PR #5197, opened 2019-06-14
Celery script cleanup

jdmulloy:
Configuration Pull Request
---

### DIFF
--- a/util/jenkins/check_celery_progress/check_celery_progress.py
+++ b/util/jenkins/check_celery_progress/check_celery_progress.py
@@ -24,7 +24,8 @@ DATE_FORMAT = '%Y-%m-%d %H:%M:%S.%f'
 
 
 class RedisWrapper(object):
-    def __init__(self, dev_test_mode=True, *args, **kwargs):
+    def __init__(self, dev_test_mode=None, *args, **kwargs):
+        assert isinstance(dev_test_mode, bool)
         self.dev_test_mode = dev_test_mode
         self.redis = redis.StrictRedis(*args, **kwargs)
 
@@ -95,7 +96,8 @@ class RedisWrapper(object):
 
 
 class CwBotoWrapper(object):
-    def __init__(self, dev_test_mode=True):
+    def __init__(self, dev_test_mode=None):
+        assert isinstance(dev_test_mode, bool)
         self.dev_test_mode = dev_test_mode
         self.client = boto3.client('cloudwatch')
 
@@ -192,7 +194,8 @@ def generate_alert_alias(environment, deploy, queue_name):
 @backoff.on_exception(backoff.expo,
                       (ApiException),
                       max_tries=MAX_TRIES)
-def create_alert(opsgenie_api_key, environment, deploy, queue_name, threshold, info, dev_test_mode=True):
+def create_alert(opsgenie_api_key, environment, deploy, queue_name, threshold, info, dev_test_mode=None):
+    assert isinstance(dev_test_mode, bool)
 
     configuration.api_key['Authorization'] = opsgenie_api_key
     configuration.api_key_prefix['Authorization'] = 'GenieKey'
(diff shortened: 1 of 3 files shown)


util/jenkins/check_celery_progress/check_celery_progress.py
```diff
@@ -22,6 +22,7 @@
 QUEUE_AGE_HASH_NAME = "queue_age_monitoring"
 DATE_FORMAT = '%Y-%m-%d %H:%M:%S.%f'
 
+dev_test_mode = False
```
bderusha: Should this be part of the command interface so you dont need to edit the script to toggle this on/off?

jdmulloy: Just tried to and I can't edit the global variable from the click command function ```check_queues()```. A flag would be nice, but this is better than editing it every time to change the return to pass.

util/jenkins/check_celery_progress/check_celery_progress.py
```diff
@@ -178,43 +192,54 @@ def generate_alert_alias(environment, deploy, queue_name):
 @backoff.on_exception(backoff.expo,
                       (ApiException),
                       max_tries=MAX_TRIES)
-def create_alert(opsgenie_api_key, environment, deploy, queue_name, threshold, info):
+def create_alert(opsgenie_api_key, environment, deploy, queue_name, threshold, info, dev_test_mode=True):
```
coryleeio: I probably wouldn't make this default to true, if you forget to pass in the arg it will not create the alert. It'd be better to get an alert that you didn't mean to create than to have it fail silently.

util/jenkins/check_celery_progress/check_celery_progress.py
```diff
@@ -178,43 +192,54 @@ def generate_alert_alias(environment, deploy, queue_name):
...
+        print('request id: {}'.format(response.request_id))
+        print('took: {}'.format(response.took))
+        print('result: {}'.format(response.result))
 
 
 @backoff.on_exception(backoff.expo,
                       (ApiException),
                       max_tries=MAX_TRIES)
-def close_alert(opsgenie_api_key, environment, deploy, queue_name):
+def close_alert(opsgenie_api_key, environment, deploy, queue_name, dev_test_mode=True):
```
coryleeio: default to false

util/jenkins/check_celery_progress/check_celery_progress.py
```diff
@@ -178,43 +192,54 @@ def generate_alert_alias(environment, deploy, queue_name):
...
-    print('request id: {}'.format(response.request_id))
-    print('took: {}'.format(response.took))
-    print('result: {}'.format(response.result))
+
+    if dev_test_mode:
+        print("Test Mode: would have closed Alert: {}".format(alias))
+    else:
+        print("Closing Alert: {}".format(alias))
+        # Need body=CloseAlertRequest(source="") otherwise OpsGenie API complains that bdoy must be a json object
+        response = AlertApi().close_alert(identifier=alias, identifier_type='alias', body=CloseAlertRequest(source=""))
```
coryleeio, line 232: You did not pass in test_mode here, so it will default to true and not close the alert., this is is what made me think we should change the default to false.

coryleeio (changes requested):
I would consider changing the default to NOT dev mode, OR not defaulting the function parameter and always explicitly specifying it.

util/jenkins/check_celery_progress/check_celery_progress.py
jdmulloy: @coryleeio This is not my close_alert function, it's the AlertApi's close_alert function from the opsgenie module. Their naming is a bit of a pain as it's very generic.

coryleeio: Ah okay cool

coryleeio (approved):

-*-

### ACTIVITY
Could you restate every entry above word for word?

### EXERCISE OUTPUT
PR #5197, opened 2019-06-14
Celery script cleanup

jdmulloy:
Configuration Pull Request
---

### DIFF
--- a/util/jenkins/check_celery_progress/check_celery_progress.py
+++ b/util/jenkins/check_celery_progress/check_celery_progress.py
@@ -24,7 +24,8 @@ DATE_FORMAT = '%Y-%m-%d %H:%M:%S.%f'
 
 
 class RedisWrapper(object):
-    def __init__(self, dev_test_mode=True, *args, **kwargs):
+    def __init__(self, dev_test_mode=None, *args, **kwargs):
+        assert isinstance(dev_test_mode, bool)
         self.dev_test_mode = dev_test_mode
         self.redis = redis.StrictRedis(*args, **kwargs)
 
@@ -95,7 +96,8 @@ class RedisWrapper(object):
 
 
 class CwBotoWrapper(object):
-    def __init__(self, dev_test_mode=True):
+    def __init__(self, dev_test_mode=None):
+        assert isinstance(dev_test_mode, bool)
         self.dev_test_mode = dev_test_mode
         self.client = boto3.client('cloudwatch')
 
@@ -192,7 +194,8 @@ def generate_alert_alias(environment, deploy, queue_name):
 @backoff.on_exception(backoff.expo,
                       (ApiException),
                       max_tries=MAX_TRIES)
-def create_alert(opsgenie_api_key, environment, deploy, queue_name, threshold, info, dev_test_mode=True):
+def create_alert(opsgenie_api_key, environment, deploy, queue_name, threshold, info, dev_test_mode=None):
+    assert isinstance(dev_test_mode, bool)
 
     configuration.api_key['Authorization'] = opsgenie_api_key
     configuration.api_key_prefix['Authorization'] = 'GenieKey'
(diff shortened: 1 of 3 files shown)


util/jenkins/check_celery_progress/check_celery_progress.py
```diff
@@ -22,6 +22,7 @@
 QUEUE_AGE_HASH_NAME = "queue_age_monitoring"
 DATE_FORMAT = '%Y-%m-%d %H:%M:%S.%f'
 
+dev_test_mode = False
```
bderusha: Should this be part of the command interface so you dont need to edit the script to toggle this on/off?

jdmulloy: Just tried to and I can't edit the global variable from the click command function ```check_queues()```. A flag would be nice, but this is better than editing it every time to change the return to pass.

util/jenkins/check_celery_progress/check_celery_progress.py
```diff
@@ -178,43 +192,54 @@ def generate_alert_alias(environment, deploy, queue_name):
 @backoff.on_exception(backoff.expo,
                       (ApiException),
                       max_tries=MAX_TRIES)
-def create_alert(opsgenie_api_key, environment, deploy, queue_name, threshold, info):
+def create_alert(opsgenie_api_key, environment, deploy, queue_name, threshold, info, dev_test_mode=True):
```
coryleeio: I probably wouldn't make this default to true, if you forget to pass in the arg it will not create the alert. It'd be better to get an alert that you didn't mean to create than to have it fail silently.

util/jenkins/check_celery_progress/check_celery_progress.py
```diff
@@ -178,43 +192,54 @@ def generate_alert_alias(environment, deploy, queue_name):
...
+        print('request id: {}'.format(response.request_id))
+        print('took: {}'.format(response.took))
+        print('result: {}'.format(response.result))
 
 
 @backoff.on_exception(backoff.expo,
                       (ApiException),
                       max_tries=MAX_TRIES)
-def close_alert(opsgenie_api_key, environment, deploy, queue_name):
+def close_alert(opsgenie_api_key, environment, deploy, queue_name, dev_test_mode=True):
```
coryleeio: default to false

util/jenkins/check_celery_progress/check_celery_progress.py
```diff
@@ -178,43 +192,54 @@ def generate_alert_alias(environment, deploy, queue_name):
...
-    print('request id: {}'.format(response.request_id))
-    print('took: {}'.format(response.took))
-    print('result: {}'.format(response.result))
+
+    if dev_test_mode:
+        print("Test Mode: would have closed Alert: {}".format(alias))
+    else:
+        print("Closing Alert: {}".format(alias))
+        # Need body=CloseAlertRequest(source="") otherwise OpsGenie API complains that bdoy must be a json object
+        response = AlertApi().close_alert(identifier=alias, identifier_type='alias', body=CloseAlertRequest(source=""))
```
coryleeio, line 232: You did not pass in test_mode here, so it will default to true and not close the alert., this is is what made me think we should change the default to false.

coryleeio (changes requested):
I would consider changing the default to NOT dev mode, OR not defaulting the function parameter and always explicitly specifying it.

util/jenkins/check_celery_progress/check_celery_progress.py
jdmulloy: @coryleeio This is not my close_alert function, it's the AlertApi's close_alert function from the opsgenie module. Their naming is a bit of a pain as it's very generic.

coryleeio: Ah okay cool

coryleeio (approved):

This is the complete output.